Le mardi 24 mai 2016 est une date historique pour les chefs de cuisine. Pour la première fois et c’est inédit des restaurateurs ont été invités par Come de Chérisey, directeur du Guide Gault Millau à venir échanger avec Emmanuel Macron, Ministre de l’Économie, de l’Industrie et du Numérique, au cours d’un diner servi à Bercy.

Tour de table de la situation conjoncturelle, présentation des jeunes chefs restaurateurs-entrepreneurs, bénéficiaires de la dotation Gault-Millau et conclusion portée par le ministre.

Les aspects positifs

« C’est un immense honneur que d’avoir été choisi et invité par Côme de Chérisey et Marie-Laure Jarry à Bercy », reconnaît Julien Binz qui vient d’ouvrir son restaurant éponyme à Ammerschwihr (68) en décembre 2015.
« C’est un privilège d’avoir pu diner à Bercy et d’avoir rencontré le Ministre, soucieux d’entendre ce qui freine notre investissement et notre développement. Evidemment notre profession souffre, la conjoncture n’est pas au beau fixe, mais dans l’ensemble, j’ai souligné à quel point nous étions satisfaits de notre démarrage et de la chance d’avoir pu bénéficier de la dotation Gault Millau. Contrairement à d’autres récipiendaires, elle ne fut pas décisive pour l’obtention du crédit. Nous avons rencontré un banquier réactif, compétitif, qui nous a apporté sa confiance, un taux et des conditions défiant toute concurrence . Les avantages financiers de la dotation, estimés entre 25 et 30.000€, avec parfois de la marchandise offerte et revendue, sont une aide précieuse et constitue une bouffée d’oxygène dans la trésorerie. De même la visibilité médiatique dont nous avons profité est importante. Dès l’ouverture, nous avons eu la chance que les médias régionaux se penchent sur notre berceau ; les dna,l’Alsace, l’hôtellerie-restauration, le Chefmagazine, France 3 Alsace venu faire un reportage le jour de l’ouverture, grain de sel de NicolasRieffel. Puis, le guide nous a proposé d’organiser chez nous, le GaultMillau Tour Grand Est alors que nous étions une jeune structure pas tout à fait rodée. Ils nous ont une nouvelle fois fait confiance. Ce nouveau coup de projecteur nous a fait connaitre auprès d’une clientèle tout comme ce 4ème prix remis (technique d’Excellence) et la 3ème toque.
Le Ministre a rencontré 10 restaurateurs sélectionnés par Gault Millau ©SandrineKauffer

Il y a 20 ans, j’étais “apprenti cuisinier”, aujourd’hui je suis un “apprenti-restaurateur”

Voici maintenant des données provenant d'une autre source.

Issue #139, opened 2014-06-11
Add estimatefee support


dajohi:
Add estimatefee RPC call support.

https://github.com/bitcoin/bitcoin/commit/171ca7745e77c9f78f26556457fe64e5b2004a75

jakesyl:
Addressed by #1180

PR #735, opened 2016-08-13
rpc method estimatefee

DanielKrawisz:
This pr implements estimatefee similar to the way it works in Bitcoin Core, as described [here](https://github.com/bitcoin/bitcoin/pull/3959). estimatefee allows for one parameter, NumBlocks. It attempts to provide an estimated fee / kb rate (in Bitcoins) for a transaction to be confirmed before at least NumBlocks (inclusive) have been mined. 

Every time a transaction is added to the mempool, it is registered with the fee estimator. Every time a new block is received, it is also registered with the fee estimator. The fee estimator keeps 25 bins containing information on transactions for which 1 to 25 blocks have been mined before being put in a block. Each bin contains information on up to 100 transactions. 

Let m be a bijective map from all sots in all bins to the set if indices from 1 to N, where N is the number of transactions in all bins. m maps the first slot in the first bin to 1, the second to 2, and so on, all the way through all the bins. The value returned by estimatefee is the fee / kb value of the transactions whose index in a sorted list of all transactions (with the highest value first) is the same as m[s], where s is the middle slot in bin NumBlocks. estimatefee therefore is a monotonically decreasing function of NumBlocks. 

It is also possible to rollback the effect of a limited number of blocks in case of orphans. Default number of rollbacks allowed is 2. 

Since it is very easy to store 25 values, all results for all values of NumBlocks are cached when estimatefee is first called. Each time a new block is registered or rolled back, the cache is deleted. 

~~In core, the set of observed transactions is saved between sessions in a file that also contains mempool transactions. btcd doesn't seem to have a similar file, so fee estimation starts over if the program restarts.~~

The server saves the state of the FeeEstimator on shutdown into the database and tries to restore it upon initialization. If it cannot, then it creates a new FeeEstimator. 

~~A corresponding pr to btcrpcclient has been made [here](https://github.com/btcsuite/btcrpcclient/pull/87).~~

### DIFF
--- a/mempool/estimatefee.go
+++ b/mempool/estimatefee.go
@@ -33,20 +33,27 @@ const (
 	// estimateFeeMaxReplacements is the max number of replacements that
 	// can be made by the txs found in a given block.
 	estimateFeeMaxReplacements = 10
+
+	bytePerKb = 1024
+
+	btcPerSatoshi = 1E-8
 )
 
 // SatoshiPerByte is number with units of satoshis per byte.
 type SatoshiPerByte float64
 
-// ToSatoshiPerKb returns a float value that represents the given
+// BtcPerKilobyte is number with units of bitcoins per kilobyte.
+type BtcPerKilobyte float64
+
+// ToBtcPerKb returns a float value that represents the given
 // SatoshiPerByte converted to satoshis per kb.
-func (rate SatoshiPerByte) ToSatoshiPerKb() float64 {
+func (rate SatoshiPerByte) ToBtcPerKb() BtcPerKilobyte {
 	// If our rate is the error value, return that.
 	if rate == SatoshiPerByte(-1.0) {
 		return -1.0
 	}
 
-	return float64(rate) * 1024
+	return BtcPerKilobyte(float64(rate) * bytePerKb * btcPerSatoshi)
 }
 
 // Fee returns the fee for a transaction of a given size for
@@ -88,7 +95,7 @@ type observedTransaction struct {
 // is used if Rollback is called to reverse the effect of registering
 // a block.
 type registeredBlock struct {
-	hash         *chainhash.Hash
+	hash         chainhash.Hash
 	transactions []*observedTransaction
 }
 
@@ -96,11 +103,11 @@ type registeredBlock struct {
 // fee estimations. It is safe for concurrent access.
 type FeeEstimator struct {
 	maxRollback uint32
-	binSize     int
+	binSize     int32
 
 	// The maximum number of replacements that can be made in a single
 	// bin per block. Default is estimateFeeMaxReplacements
-	maxReplacements int
+	maxReplacements int32
 
 	// The minimum number of blocks that can be registered with the fee
 	// estimator before it will provide answers.
@@ -109,17 +116,19 @@ type FeeEstimator struct {
 	// The last known height.
 	lastKnownHeight int32
 
-	sync.RWMutex
-	observed            map[chainhash.Hash]observedTransaction
-	bin                 [estimateFeeDepth][]*observedTransaction
-	numBlocksRegistered uint32 // The number of blocks that have been registered.
+	// The number of blocks that have been registered.
+	numBlocksRegistered uint32
+
+	mtx      sync.RWMutex
+	observed map[chainhash.Hash]*observedTransaction
+	bin      [estimateFeeDepth][]*observedTransaction
 
 	// The cached estimates.
 	cached []SatoshiPerByte
 
 	// Transactions that have been removed from the bins. This allows us to
 	// revert in case of an orphaned block.
-	dropped []registeredBlock
+	dropped []*registeredBlock
 }
 
 // NewFeeEstimator creates a FeeEstimator for which at most maxRollback blocks
@@ -132,21 +141,27 @@ func NewFeeEstimator(maxRollback, minRegisteredBlocks uint32) *FeeEstimator {
 		lastKnownHeight:     mining.UnminedHeight,
 		binSize:             estimateFeeBinSize,
 		maxReplacements:     estimateFeeMaxReplacements,
-		observed:            make(map[chainhash.Hash]observedTransaction),
-		dropped:             make([]registeredBlock, 0, maxRollback),
+		observed:            make(map[chainhash.Hash]*observedTransaction),
+		dropped:             make([]*registeredBlock, 0, maxRollback),
 	}
 }
 
 // ObserveTransaction is called when a new transaction is observed in the mempool.
 func (ef *FeeEstimator) ObserveTransaction(t *TxDesc) {
-	ef.Lock()
-	defer ef.Unlock()
+	ef.mtx.Lock()
+	defer ef.mtx.Unlock()
+
+	// If we haven't seen a block yet we don't know when this one arrived,
+	// so we ignore it.
+	if ef.lastKnownHeight == mining.UnminedHeight {
+		return
+	}
 
 	hash := *t.Tx.Hash()
 	if _, ok := ef.observed[hash]; !ok {
 		size := uint32(t.Tx.MsgTx().SerializeSize())
 
-		ef.observed[hash] = observedTransaction{
+		ef.observed[hash] = &observedTransaction{
 			hash:     hash,
 			feeRate:  NewSatoshiPerByte(btcutil.Amount(t.Fee), size),
 			observed: t.Height,
@@ -157,8 +172,8 @@ func (ef *FeeEstimator) ObserveTransaction(t *TxDesc) {
 
 // RegisterBlock informs the fee estimator of a new block to take into account.
 func (ef *FeeEstimator) RegisterBlock(block *btcutil.Block) error {
-	ef.Lock()
-	defer ef.Unlock()
+	ef.mtx.Lock()
+	defer ef.mtx.Unlock()
 
 	// The previous sorted list is invalid, so delete it.
 	ef.cached = nil
@@ -184,8 +199,8 @@ func (ef *FeeEstimator) RegisterBlock(block *btcutil.Block) error {
 	var replacementCounts [estimateFeeDepth]int
 
 	// Keep track of which txs were dropped in case of an orphan block.
-	dropped := registeredBlock{
-		hash:         block.Hash(),
+	dropped := &registeredBlock{
+		hash:         *block.Hash(),
 		transactions: make([]*observedTransaction, 0, 100),
 	}
 
@@ -200,41 +215,50 @@ func (ef *FeeEstimator) RegisterBlock(block *btcutil.Block) error {
 		}
 
 		// Put the observed tx in the oppropriate bin.
-		o.mined = height
-
 		blocksToConfirm := height - o.observed - 1
 
+		// This shouldn't happen if the fee estimator works correctly,
+		// but return an error if it does.
+		if o.mined != mining.UnminedHeight {
+			log.Error("Estimate fee: transaction ", hash.String(), " has already been mined")
+			return errors.New("Transaction has already been mined")
+		}
+
 		// This shouldn't happen but check just in case to avoid
-		// a panic later.
+		// an out-of-bounds array index later.
 		if blocksToConfirm >= estimateFeeDepth {
 			continue
 		}
 
 		// Make sure we do not replace too many transactions per min.
-		if replacementCounts[blocksToConfirm] == ef.maxReplacements {
+		if replacementCounts[blocksToConfirm] == int(ef.maxReplacements) {
 			continue
 		}
+
+		o.mined = height
 
 		replacementCounts[blocksToConfirm]++
 
 		bin := ef.bin[blocksToConfirm]
 
 		// Remove a random element and replace it with this new tx.
-		if len(bin) == ef.binSize {
-			l := ef.binSize - replacementCounts[blocksToConfirm]
+		if len(bin) == int(ef.binSize) {
+			// Don't drop transactions we have just added from this same block.
+			l := int(ef.binSize) - replacementCounts[blocksToConfirm]
 			drop := rand.Intn(l)
 			dropped.transactions = append(dropped.transactions, bin[drop])
 
 			bin[drop] = bin[l-1]
-			bin[l-1] = &o
+			bin[l-1] = o
 		} else {
-			ef.bin[blocksToConfirm] = append(bin, &o)
+			bin = append(bin, o)
 		}
+		ef.bin[blocksToConfirm] = bin
 	}
 
 	// Go through the mempool for txs that have been in too long.
 	for hash, o := range ef.observed {
-		if height-o.observed >= estimateFeeDepth {
+		if o.mined == mining.UnminedHeight && height-o.observed >= estimateFeeDepth {
 			delete(ef.observed, hash)
 		}
 	}
@@ -253,6 +277,14 @@ func (ef *FeeEstimator) RegisterBlock(block *btcutil.Block) error {
 	return nil
 }
 
+// LastKnownHeight returns the height of the last block which was registered.
+func (ef *FeeEstimator) LastKnownHeight() int32 {
+	ef.mtx.Lock()
+	defer ef.mtx.Unlock()
+
+	return ef.lastKnownHeight
+}
+
 // Rollback unregisters a recently registered block from the FeeEstimator.
 // This can be used to reverse the effect of an orphaned block on the fee
 // estimator. The maximum number of rollbacks allowed is given by
@@ -262,29 +294,24 @@ func (ef *FeeEstimator) RegisterBlock(block *btcutil.Block) error {
 // deleted if they have been observed too long ago. That means the result
 // of Rollback won't always be exactly the same as if the last block had not
 // happened, but it should be close enough.
-func (ef *FeeEstimator) Rollback(block *btcutil.Block) error {
-	ef.Lock()
-	defer ef.Unlock()
-
-	hash := block.Hash()
+func (ef *FeeEstimator) Rollback(hash *chainhash.Hash) error {
+	ef.mtx.Lock()
+	defer ef.mtx.Unlock()
 
 	// Find this block in the stack of recent registered blocks.
 	var n int
-	for n = 1; n < len(ef.dropped); n++ {
+	for n = 1; n <= len(ef.dropped); n++ {
 		if ef.dropped[len(ef.dropped)-n].hash.IsEqual(hash) {
 			break
 		}
 	}
 
-	if n == len(ef.dropped) {
+	if n > len(ef.dropped) {
 		return errors.New("no such block was recently registered")
 	}
 
 	for i := 0; i < n; i++ {
-		err := ef.rollback()
-		if err != nil {
-			return err
-		}
+		ef.rollback()
 	}
 
 	return nil
@@ -292,27 +319,23 @@ func (ef *FeeEstimator) Rollback(block *btcutil.Block) error {
 
 // rollback rolls back the effect of the last block in the stack
 // of registered blocks.
-func (ef *FeeEstimator) rollback() error {
-
+func (ef *FeeEstimator) rollback() {
 	// The previous sorted list is invalid, so delete it.
 	ef.cached = nil
 
 	// pop the last list of dropped txs from the stack.
 	last := len(ef.dropped) - 1
 	if last == -1 {
-		// Return if we cannot rollback.
-		return errors.New("max rollbacks reached")
+		// Cannot really happen because the exported calling function
+		// only rolls back a block already known to be in the list
+		// of dropped transactions.
+		return
 	}
 
-	ef.numBlocksRegistered--
-
 	dropped := ef.dropped[last]
-	ef.dropped = ef.dropped[0:last]
 
 	// where we are in each bin as we replace txs?
 	var replacementCounters [estimateFeeDepth]int
-
-	var err error
 
 	// Go through the txs in the dropped block.
 	for _, o := range dropped.transactions {
@@ -326,9 +349,8 @@ func (ef *FeeEstimator) rollback() error {
 		// Continue to go through that bin where we left off.
 		for {
 			if counter >= len(bin) {
-				// Create an error but keep going in case we can roll back
-				// more transactions successfully.
-				err = errors.New("illegal state: cannot rollback dropped transaction")
+				// Panic, as we have entered an unrecoverable invalid state.
+				panic(errors.New("illegal state: cannot rollback dropped transaction"))
 			}
 
 			prev := bin[counter]
@@ -344,6 +366,8 @@ func (ef *FeeEstimator) rollback() error {
 
 			counter++
 		}
+
+		replacementCounters[blocksToConfirm] = counter
 	}
 
 	// Continue going through bins to find other txs to remove
@@ -373,9 +397,11 @@ func (ef *FeeEstimator) rollback() error {
 		}
 	}
 
-	ef.lastKnownHeight--
+	ef.dropped = ef.dropped[0:last]
 
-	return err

Quel message transmettre à Monsieur le Ministre, telle est la question ?
Inutile de tergiverser sur la TVA ou le coût des charges de la masse salariale, la nébuleuse RSI, ce sont des questions transversales inhérentes à de nombreux secteurs d’activités. J’ai attiré son attention sur la complexité du millefeuille administratif, véritable parcours du combattant, chronophage et décourageant. Il est impératif de simplifier. Il y a 20 ans, j’étais apprenti cuisinier, aujourd’hui je suis un apprenti restaurateur.Lors de ce débat, un chef a proposé qu’il y ait des tuteurs pour nous accompagner et pourquoi ne pas multiplier le principe de la dotation ? L’envisager telle une bourse au mérite comme les étudiants bénéficient d’une bourse pour financer leur projet d’études ?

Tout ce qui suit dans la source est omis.